:: Your instructions ::
Lift out all lines below that contain "values".

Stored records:

PR #3872, opened 2026-07-28
feat(l1): [4] add hand-rolled ws-based JSON-RPC client

brbrr:
Depends on #3877

### DIFF
--- a/l1/eth/client/client.go
+++ b/l1/eth/client/client.go
@@ -1,0 +1,265 @@
+package client
+
+import (
+	"context"
+	"encoding/json"
+	"errors"
+	"fmt"
+	"math/big"
+	"net/url"
+	"sync"
+
+	"github.com/NethermindEth/juno/l1/eth"
+	"github.com/NethermindEth/juno/utils/log"
+	"go.uber.org/zap"
+	"golang.org/x/sync/singleflight"
+)
+
+// ErrClosed is terminal: the client was explicitly closed and will not redial.
+var ErrClosed = errors.New("client closed")
+
+type Client struct {
+	url  string
+	opts options
+
+	mu     sync.Mutex
+	tr     *wsTransport
+	closed bool
+
+	dials singleflight.Group
+}
+
+const BlockFinalized = "finalized"
+
+const maxQuantityNibbles = 64
+
+func New(ctx context.Context, rawURL string, opts ...Option) (*Client, error) {
+	u, err := url.Parse(rawURL)
+	if err != nil {
+		return nil, fmt.Errorf("parsing url: %w", err)
+	}
+	if u.Scheme != "ws" && u.Scheme != "wss" {
+		return nil, fmt.Errorf("unsupported url scheme %q (need ws/wss)", u.Scheme)
+	}
+	o := options{}
+	for _, opt := range opts {
+		opt(&o)
+	}
+	if o.logger == nil {
+		o.logger = log.NewNopZapLogger()
+	}
+	ws, err := dialWS(ctx, rawURL, o)
+	if err != nil {
+		return nil, err
+	}
+	return &Client{
+		url:  rawURL,
+		opts: o,
+		tr:   ws,
+	}, nil
+}
+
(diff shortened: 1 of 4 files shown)


l1/eth/client/rpc.go
```diff
@@ -0,0 +1,76 @@
...
+	Result  json.RawMessage `json:"result,omitempty"`
+	Error   *RPCError       `json:"error,omitempty"`
+}
+
+func (e *RPCError) Error() string {
+	if len(e.Data) > 0 {
+		return fmt.Sprintf("json-rpc error %d: %s: %s", e.Code, e.Message, e.Data)
+	}
+	return fmt.Sprintf("json-rpc error %d: %s", e.Code, e.Message)
+}
```
rodrodros: All these types are already implemented in the `jsonrpc` package, why re-implement them?

l1/eth/client/rpc.go
```diff
@@ -0,0 +1,76 @@
...
+	n, err := strconv.ParseUint(string(trimmed), 10, 64)
+	if err != nil {
+		return 0, fmt.Errorf("parsing id %q: %w", raw, err)
+	}
+	return n, nil
+}
+
+// decodeSubID rejects an empty id: it would register a sub under "" that no
+// notification could ever match.
+func decodeSubID(raw json.RawMessage) (string, error) {
```
rodrodros: Why are these defined here, if they are used only by `transport_ws`?

l1/eth/client/transport_ws.go
rodrodros, line 1: The PR has been split, but this one is till 2k lines of code with clear separation of components such as core and important ones like this

l1/eth/client/transport_ws.go
```diff
@@ -0,0 +1,505 @@
...
+		pingInterval: opts.pingInterval,
+		pingTimeout:  opts.pingTimeout,
+		closed:       make(chan struct{}),
+	}
+	loopCtx, cancel := context.WithCancel(context.Background())
+	t.cancelLoops = cancel
+	go t.readLoop(loopCtx) //nolint:gosec // G118: long-lived loop, not request-scoped
+	go t.pingLoop(loopCtx) //nolint:gosec // G118: long-lived loop, not request-scoped
+	return t, nil
+}
```
rodrodros, line 136: Why creating a context out of thin air and not re-using the other one?

I've read: https://github.com/NethermindEth/juno/pull/3807#discussion_r3664088835

Then don't pass a dial context right...., pass the dial context to the only necessary one.


This is clearly badly designed code

l1/eth/client/rpc.go
brbrr: My idea was that while these types look the same, they represent different RPCs - one for juno, anther for ethereum. So reusing them will create this additional coupling. So if at some point any of these will change, we'd need to update the second one, or split it. But I guess the chance is quite minimal. I'll reuse them.

l1/eth/client/transport_ws.go
brbrr: Note: Below is based on a recent commit, where I switched WS Client to become a long-lived, and handle re-dials internally. (Before that, it was a StateProvider's job, which was a bad placement). 

hm. let me explain. So the "parent ctx" is the one that is passed into `dialWS` (either on node startup (which is not needed, but provides a fail-fast resolution) and on _concurrent_ RPC/subscription requests). If two concurrent request experience a WS disconnection, they'll try to re-connect via `dialWS`, and will pass their (bounded) contexts. The "fastest" caller will trigger reconneciton, while others will wait (`singleflight`). 

This means that the context that we receive on reconnections is not long-lived, and can't be used to start the loops. We do, hovever, could receive a node-global context on startup, and store it in the client struct, this way we won't be creating the context "out of thin air", but I believe this considered a bad practice. 

FWIW, it's all boils down to the fact that underlaying WS library is context driven (while geth's one isn't). And since we want to have a long-lived WS connections and a ability to redial on disconnects, we need to create ctx from background.

PR #3889, opened 2026-07-30
perf(history): Check contract deployment only for slots with zero values

brbrr:
This PR prioritizes "happy" path over a missing storage slot. This means it speeds up reads for existing slots, but degrades the case of a missing contract - check `notfound` results below.

Non-zero values are unambiguously clear - we have the slot and the contract is deployed. For zero values, we need to check if that's an actual value or a missing contract.

I've run some tests against both pruned and non-pruned Sepolia snapshots, and got an exact match over ~12k lookups.

Bench results:

| case             | ns/op old | ns/op new | Δ ns/op | B/op old | B/op new | Δ B/op | allocs old | allocs new | Δ allocs |
|------------------|----------:|----------:|--------:|---------:|---------:|-------:|-----------:|-----------:|---------:|
| nonzero          |   279,511 |   189,680 |  −32.1% |    5,246 |    4,386 | −16.4% |         33 |         21 |   −36.4% |
| zero             |   288,086 |   286,786 |   −0.5% |    5,139 |    5,168 |  +0.6% |         32 |         32 |       0% |
| notfound         |    81,931 |   285,621 | +248.6% |      830 |    5,161 |  +522% |         12 |         32 |    +167% |

### DIFF
--- a/core/deprecatedstate/history.go
+++ b/core/deprecatedstate/history.go
@@ -2,6 +2,7 @@ package deprecatedstate
 
 import (
 	"errors"
+	"fmt"
 
 	"github.com/NethermindEth/juno/core"
 	"github.com/NethermindEth/juno/core/felt"
@@ -63,10 +64,10 @@ func (s *stateHistory) ContractStorage(addr, key *felt.Felt) (felt.Felt, error) 
 	val, err := s.state.ContractStorageAt(addr, key, s.blockNumber)
 	if err != nil {
 		if !errors.Is(err, ErrCheckHeadState) {
-			return felt.Felt{}, err
+			return felt.Felt{}, fmt.Errorf("reading storage history: %w", err)
 		}
 		if val, err = s.state.ContractStorage(addr, key); err != nil {
-			return felt.Felt{}, err
+			return felt.Felt{}, fmt.Errorf("reading head storage: %w", err)
 		}
 	}
 
--- a/core/deprecatedstate/history.go
+++ b/core/deprecatedstate/history.go
@@ -60,15 +60,23 @@ func (s *stateHistory) ContractNonce(addr *felt.Felt) (felt.Felt, error) {
 }
 
 func (s *stateHistory) ContractStorage(addr, key *felt.Felt) (felt.Felt, error) {
-	if err := s.checkDeployed(addr); err != nil {
-		return felt.Felt{}, err
-	}
-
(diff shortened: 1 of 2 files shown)


EgeCaner (approved):
Looks good to me! Thank you!

core/deprecatedstate/history.go
```diff
@@ -60,15 +60,23 @@ func (s *stateHistory) ContractNonce(addr *felt.Felt) (felt.Felt, error) {
...
-
 	val, err := s.state.ContractStorageAt(addr, key, s.blockNumber)
 	if err != nil {
-		if errors.Is(err, ErrCheckHeadState) {
-			return s.state.ContractStorage(addr, key)
+		if !errors.Is(err, ErrCheckHeadState) {
+			return felt.Felt{}, err
+		}
+		if val, err = s.state.ContractStorage(addr, key); err != nil {
+			return felt.Felt{}, err
```
EgeCaner: Nit: wrap with context

core/deprecatedstate/history.go
```diff
@@ -60,15 +60,23 @@ func (s *stateHistory) ContractNonce(addr *felt.Felt) (felt.Felt, error) {
...
-	if err := s.checkDeployed(addr); err != nil {
-		return felt.Felt{}, err
-	}
-
 	val, err := s.state.ContractStorageAt(addr, key, s.blockNumber)
 	if err != nil {
-		if errors.Is(err, ErrCheckHeadState) {
-			return s.state.ContractStorage(addr, key)
+		if !errors.Is(err, ErrCheckHeadState) {
+			return felt.Felt{}, err
```
EgeCaner: Nit: wrap with context

core/deprecatedstate/history.go
```diff
@@ -60,15 +60,23 @@ func (s *stateHistory) ContractNonce(addr *felt.Felt) (felt.Felt, error) {
...
+	}
+
+	// A non-zero value proves a write at or before blockNumber, and only
+	// deployed contracts are written to - skip the deployment probe.
+	if !val.IsZero() {
+		return val, nil
+	}
+
+	if err := s.checkDeployed(addr); err != nil {
 		return felt.Felt{}, err
```
EgeCaner, line 81: Nit: wrap with context

EgeCaner (commented):
Sorry just recognized these after approving. I guess wrapping error here would help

:: The answer ::
perf(history): Check contract deployment only for slots with zero values
Non-zero values are unambiguously clear - we have the slot and the contract is deployed. For zero values, we need to check if that's an actual value or a missing contract.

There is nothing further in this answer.